Some of the issues they’ve had to fix are the kind of thing most people would never even think about, like the shot glass problem. Initially, the club was using 2-ounce shot glasses, but Bui noticed they were getting lots of complaints about the size of the shots. The issue was purely psychological—the standard 1-ounce shot looked puny inside the larger glasses. “It’s just the perception,” says Bui. “‘If I’m paying for a shot, I want the glass to be full.'”
Bui talked to his manager about it, the club switched to 1-ounce glasses, and the complaints from customers that they weren’t getting a “full” shot stopped instantly.
Bui says he’s never seen a staff as tight-knit as this one.

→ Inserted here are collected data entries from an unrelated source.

PR #3059, opened 2019-10-07
HHH-12858 HHH-13432 fix Oracle failing tests

dreab8:
Hi @sebersole, this should fix the tests failing on Oracle but not sure this is the correct/best way to do it


dreab8:
rebased and applied upstream

PR #3060, opened 2019-10-10
HHH-13361 : Allow audited of enntities having nested identifiers

kbenahmedPalm:


hibernate-envers/src/test/java/org/hibernate/envers/test/embeddedid/TestRunner.java
```diff
@@ -0,0 +1,83 @@
...
+import org.hibernate.boot.registry.StandardServiceRegistry;
+import org.hibernate.boot.registry.StandardServiceRegistryBuilder;
+import org.hibernate.envers.test.BaseEnversFunctionalTestCase;
+import org.hibernate.envers.test.Priority;
+import org.hibernate.testing.TestForIssue;
+import org.junit.Before;
+import org.junit.Test;
+
+@TestForIssue(jiraKey = "HHH-13361")
+public class TestRunner extends BaseEnversFunctionalTestCase {
```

The trust level extends to their tip system—they are split between the bartenders in all three rooms. That allows Bui to go from room to room, without the other bartenders feeling like he’s trying to cut in on their tips.
“It lets me say ‘If you need help, I’m there for you,'” says Bui.
Linda Dodge, Manager
The manager of Axis couldn’t tell you what the biggest challenge was trying to get the club ready to open. “It was all a challenge, I thought,” says Linda Dodge about trying to prepare for that target date. But perhaps the most nerve-wracking decision of all was deciding what that date should be.
“There are so many little things that you couldn’t possibly figure out what they all are. You just have to jump in with both feet,” she says. “We were all prepared for the worst, and hoping for the best.” The date they finally set was May 4, roughly two months after she started officially working for Axis in March. Hopes won out over fears: “The opening weekend was as smooth as could be.”
When people ask her what exactly the manager of a club does, her short answer is “everything.” “When something needs to be done, I jump in. When we run out of stuff at 2 o’clock in the morning, I’m down at the store,” she says. “I’m on call 24/7.”
So, for instance, it was her job to fine tune the staff training when one of the first hiccups turned out to be that bottle service and other transactions done with portable registers were simply taking too long. “I think we underestimated how important it was,” she admits. “You don’t want people waiting.”
DJ Sy-ence, Resident DJ
There’s no way DJ Sy-ence could have known that the debut of the Electronic Music Dance (EDM) festival I Love This City was going to be moved from San Francisco to Shoreline in May. But when it was, not even a month after the club opened, it gave a big visibility boost to what Axis set out to do musically—and even sent some electro fans their way.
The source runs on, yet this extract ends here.